- _Directions_:
With nothing left out, give the data back exactly.

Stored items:
== Segment start ==

PR #574, opened 2025-02-10
[ECO-2712] Fix/update stats page

xbtmatt:
# Description

Updated the stats page to be rendered server-side entirely, with proper pagination and styling.

There are a lot of new re-usable components here that we can use elsewhere, noting here to refactor/use them later:

- Table styling for a trade history page
- Server side emojis with proper font class names

Checklist, some may be moved to a follow-up task:
- [ ] Re-style per @kiki 
- [X] (Passing too much data from server to client, so page can't be cached)
  - [X] Maybe paginate it?
- [ ] Update dropdown for per market/global to be like the wallet connection one
- [ ] Put a header on the homepage between home and pools, handle resizing accordingly
- [ ] Also add in a field that allows users to get the cumulative integrator revenue by integrator address
  - [ ] For example, they could input an integrator address and see how much revenue it has had from swaps and from market registrations

# Testing

A good amount of manual testing and personal use (it's fun to look at!)

# Checklist


xbtmatt:
Removing stale flag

== Segment end ==

- _Task answer_:
PR #574, opened 2025-02-10
[ECO-2712] Fix/update stats page

xbtmatt:
# Description

Updated the stats page to be rendered server-side entirely, with proper pagination and styling.

There are a lot of new re-usable components here that we can use elsewhere, noting here to refactor/use them later:

- Table styling for a trade history page
- Server side emojis with proper font class names

Checklist, some may be moved to a follow-up task:
- [ ] Re-style per @kiki 
- [X] (Passing too much data from server to client, so page can't be cached)
  - [X] Maybe paginate it?
- [ ] Update dropdown for per market/global to be like the wallet connection one
- [ ] Put a header on the homepage between home and pools, handle resizing accordingly
- [ ] Also add in a field that allows users to get the cumulative integrator revenue by integrator address
  - [ ] For example, they could input an integrator address and see how much revenue it has had from swaps and from market registrations

# Testing

A good amount of manual testing and personal use (it's fun to look at!)

# Checklist


xbtmatt:
Removing stale flag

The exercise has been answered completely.